半兵衛が「護符を貼られています! いけません! これ以上貼られると、この車そのものが呪に捕らわれてしまいます! つまり走行不能に!」と泣きながら声をあげた。
「ままままさか。あああああの女はおおおお陰陽師か、陰陽師なのかっ? ねこたま、いつまでも寝てないで早く出てこ~い! 天下布部京都チーム壊滅の危機だー! ドーマン! セーマン! あわわ、鼻血が、鼻血が止まらない~。兵庫県の外じゃ勝てない!」
「か、官兵衛さん? 相手の結界内で無理に術を使わないほうが。くすんくすん」
「播磨、まーだそんなこと言ってんの? まともに動かない指で九字を切っても無駄無駄無駄。物理攻撃しかないって言ってるでしょー!」
「い、いけない織田信奈。一人で車から降りては駄目だ。宇喜多先生、一刻も早く丑の刻参り女を振り切ってください」
「承知した小早川。腰が抜けて立てねえが、かろうじて運転くらいならできらぁ。

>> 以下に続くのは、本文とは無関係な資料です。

PR #4059, opened 2026-03-11
Flag optional() added for input to allow partial result

### LINKED ISSUE #4016: Allow optional input files so workflows can continue and produce partial results
Sometimes user would be satisfied with the partial result and does not want to stop the whole analysis because one or several output files in a certain rule were not received.

Right now, if a downstream rule expects a full list of input files, and one file is missing, the workflow stops. For some analyses, especially large ones, this is too strict. The user may still want Snakemake to continue and return a partial result instead of failing the whole analysis.

I am thinking about cases where the user could mark some output files as optional.

I would like to have a way to flag some files as optional, so that Snakemake can continue the workflow even if those files are missing, and allow downstream rules to proceed with the available inputs.

The general idea:

- Snakemake should return partial result of analysis if the expected input was flagged as optional.
- Missing optional files should not stop the workflow.

Cases to consider:
- code output 0, file not found -> continue without interruption
- code output 1, file not found -> error, stop
(the user can adjust logging and avoid erroring in the shell/script if they really want continuation)
- code output 0, file found -> continue without interruption
- code output 1, file found -> error, stop

Possible implementation direction I had in mind:
- implement flag `optional` in src/snakemake/io
- in snakemake.dag, add a check for flag optional and allow the workflow to continue in certain cases(during postprocessing function?)
- remove that missing optional file from downstream dependencies, so following rules can proceed with the remaining available inputs

```python
rule NAME:
    input:
        optional("path/to/noncritical_file")
    output:
        "path/to/outputfile"
    shell:
        "somecommand {input} {output}"
```

-//-

**Additional context**
This would be especially useful for large analyses, where one or a few missing outputs should not necessarily block producing a partial merged result.

hooloobooroodkoo:
**Goal**: implement flag `optional` to enable receiving of a partial result of a workflow. If input is marked as optional, when the workflow can be executed even if optional files are missing. 

Closes #4016 

**Example**:

```python
# assume that previous step should have been produced
counts = ["counts_000.json", "counts_001.json", "counts_002.json"]
# but "counts_002.json" wasn't created

#before
rule merge_counts:
    input: counts                   # workflow breaks with no result
    output: "letter_counts.json"
    script: "scripts/merge_counts.py"

# after
rule merge_counts:
    input: optional(counts)         # returns merged "counts_000.json" + "counts_001.json"
    output: "letter_counts.json"
    script: "scripts/merge_counts.py"
```

**Main conceptual changes:**

- the output check is less strict
- the input list is filtered for the downstream job before it runs and for all rules in the DAG, removing optional files that were not found

**Changes made:**

- `dag.py`
    - modified `DAG.update_()` , added condition if optional, then don’t add to missing_input list and do not raise the `MissingInputException`, but log it
    - modified `DAG.check_and_touch_output()` , exclude optional files from `wait_for_files` not to raise `MissingInpitException` (basically, if optional)
        - for this function `DAG._get_optional_only_outputs(Job)` was added. Where, firstly, the `Job.output` is being iterated through, and every output file is being checked for being dependent on in the job graph. Secondly, other rules are checked for needing the current rule’s output in their inputs(if it’s optional somewhere AND not required anywhere, then the exception is not triggered).
- `jobs.py`
    - modified `Job.prepare()` : changes an input `Job._input`, makes sure optional files are absent from the shell command and from the wait_for_files call below
        - for this `Job._filter_optional_inputs()` implemented. It takes `Job.input`, removes any files that are `optional()` AND don't exist on disk, and returns updated input (that can require recreating the InputFiles())
- `tests.py` and tests folder updated with new tests
- misc/vim/syntax/snakemake.vim `optional` added to be highlighted

If you want to run all the tests for this feature: `pixi run pytest tests/tests.py  -k "optional" -v`

### QC

!!! Documentation is not added yet but I will add it when we agree on this pull request)
* [X] I, as a human being, have checked each line of code in this pull request

 I used AI assistance for:

* [X] Code generation (e.g., when writing an implementation or fixing a bug)
* [X] Research and understanding

## Summary by CodeRabbit

* **New Features**
  * added optional() input flag and is_optional IO property to mark optional inputs.
* **Bug Fixes / Behavior**
  * missing optional inputs now log warnings and are ignored during waiting/validation/touching; upstream job failures still fail the run.
* **Documentation**
  * Added "Optional input" docs with examples.
* **Tests**
  * Added integration tests and fixtures covering multiple optional-input scenarios.
* **Style**
  * Vim syntax updated to recognize the "optional" keyword.


mrmattuschka:
Hi Yana, nice work! This is a feature that I've been looking for.

For my own understanding:
- For a given upstream job, you will check which of its outputs are considered ``optional`` in all downstream jobs using it as an input
  - If so, these outputs missing after execution will not raise an ``MissingOutputException`` - instead just log it 
  - This will **not** allow the job itself to fail - files may only be missing after terminating with exit code 0. So if the user wants a failed shell command to not raise an exception, they will have to add something like ``<command> | exit 0`` or so.
- For any downstream job, remove the optional files from the inputs as part of ``job.prepare()``, right before running said job.

Am I getting everything correctly so far?

I'm wondering how one should actually deal with missing inputs on the side of the downstream rule  
Currently, optional files that are missing are completely hidden from the job, and if they're referenced anywhere using ``input.<missing file>`` it will raise an AttributeError.
Would it maybe not be more useful to preserve this missing (but optional) file in the InputFiles object and leave the logic to handle missing files to the ``script``/``shell``/``run``?
This would allow the downstream rule to react to a missing output in a more sophisticated way, e.g. a reporting rule could then conclude "sample XYZ failed" rather than not being aware of its existence to begin with.

hooloobooroodkoo:
Hi @mrmattuschka!
Yes, you are right. You got everything correct and I can see your point. Thank you! I'm right now looking into `Namedlist` to understand whether I can somehow preserve the existing logic and modify it)

CameronMcClymont:
@hooloobooroodkoo @mrmattuschka My PR #4086 extends this one with some additional functionality (optional `tolerance` and `impatient` parameters). WRT the `AttributeError` being raised when trying to access those optional inputs which were 'removed' from the downstream job, I handle this in my PR by using an empty `NamedList` like `my_input._set_name(name, len(my_input), end=len(my_input))`

dkoppstein:
Hi, this is a really nice idea, sorry for not looking at it before during the hackathon! I think PIs around the world will be happy that this feature exists :) Catching up on it, I was wondering if we can ensure that it interacts with the --retries flag, so that only after it fails the given number of times to produce some intermediate file does it try to produce the end result? Maybe a test case could explicitly deal with this?

CameronMcClymont:
@dkoppstein thanks for raising this, it's a good point. I'm not totally sure how this PR interacts with the `--retries` flag, but in my PR #4086 (which extends this one), retries take priority. When an upstream job fails, Snakemake retries it up to `N` times before considering it definitively failed. The `optional` logic is only evaluated after all retries are exhausted.

CameronMcClymont:
I have also just added a test case for the `--retries` flag interaction in my PR #4086

src/snakemake/jobs.py
```diff
@@ -798,6 +800,70 @@ async def remove_existing_output(self):
...
+                new_start = None
+                new_end = None
+                for old_i in range(start, end):
+                    if old_i not in to_remove:
+                        ni = index_map[old_i]
+                        if new_start is None:
+                            new_start = ni
+                        new_end = ni + 1
+                if new_start is not None:
+                    new_input._set_name(name, new_start, end=new_end)
```
johanneskoester, line 863: * Please check the coderabbit comment https://github.com/snakemake/snakemake/pull/4059/changes#r2919638154, I think it is valid.
* In addition, @hooloobooroodkoo can you please move the code that reduces the input files here into the Namedlist class, e.g. as `Namedlist.remove_values()`?

src/snakemake/jobs.py
```diff
@@ -834,6 +899,10 @@ async def prepare(self):
             if self.benchmark:
                 self.benchmark.prepare()
 
+        # Filter out missing optional input files before waiting / expanding {input}.
+        # This ensures they are absent from the shell command and from the wait_for_files call below.
+        self._input = await self._filter_optional_inputs()
+
```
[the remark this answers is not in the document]
johanneskoester: True, this has to be fixed as well.

johanneskoester (changes requested):

docs/snakefiles/rules.rst
```diff
@@ -287,6 +287,38 @@ Finally, argument values passed to ``expand`` can also be functions or lists of
...
 If that is the case, ``expand`` returns a function again, the evaluation of which is deferred to the point in time when the wildcards of the respective job are known.
 
+.. _snakefiles_optional:
+
+Optional input
+~~~~~~~~~~~~~~~~~~~
+
+In some workflows, it can be desirable to proceed even if one or several expected input files are missing and a small number of missing intermediate results should not necessarily prevent the creation of a partial final result.
+
+By default, Snakemake requires all declared input files of a rule to be present before execution. If any expected input file is missing, the workflow stops with an error. To relax this behaviour for selected inputs, Snakemake provides the ``optional()`` input flag:
```
johanneskoester, line 297: Doesn't this lack documentation for how to mark outputs as optional?

johanneskoester (changes requested):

ちゃっちゃと一騎打ちを望む織田信奈を放りだして逃げ去りたいところだが、このまま一緒に連れて行く! 後で始末書を書かされるのはオレだからなーっ!」
「やめなさーい! 降ろして、降ろしてー! 一攫千金の大チャンスなのよー! 銭はすべてに優先するのよー!」
「洛中へとUターンしてえが、あいにく回る場所がねえ! このまま鞍馬街道を北進するしかねえぞーっ! スピードをあげる!」
《部長以外、全員硬直しちゃってんじゃん!?》
《事故るなよ事故るなよ先生~》
《うわ、ちらちらと画面に丑の刻参り女が映ってる》
《やばい、観たら俺たちも呪われるぞ!》
《もういいから逃げてーみんなー(涙)》
《今すげえバズってどんどんアクセス数が増えてるし、内心ウハウハの部長は絶対に逃げないと思う(確信)》
《守銭奴VSほんもの、ファイッ!》
《まずいだろ。だって丑の刻参り女の本拠地・貴船神社に追い込まれてるじゃん!》
《刻一刻と、丑三つ時が迫って来たぞ》
《どう考えても生きて戻れないルートだろ、これ……》
《供養とかするから。この投げ銭は、香典になるかもな……》
光秀が「いーやーでーすーう! 貴船神社には行きたくないですう! どーせ奥宮行きルートの先頭を歩かされるですう!」と悲鳴をあげるが、宇喜多直家が運転するミニバンは猛スピードで鞍馬街道を北へ、北へと突っ走っていった。
丑の刻参り女の影が視界から消えてもなお。
待ち受けるは、車が通れる道の終着点、貴船神社の入り口である。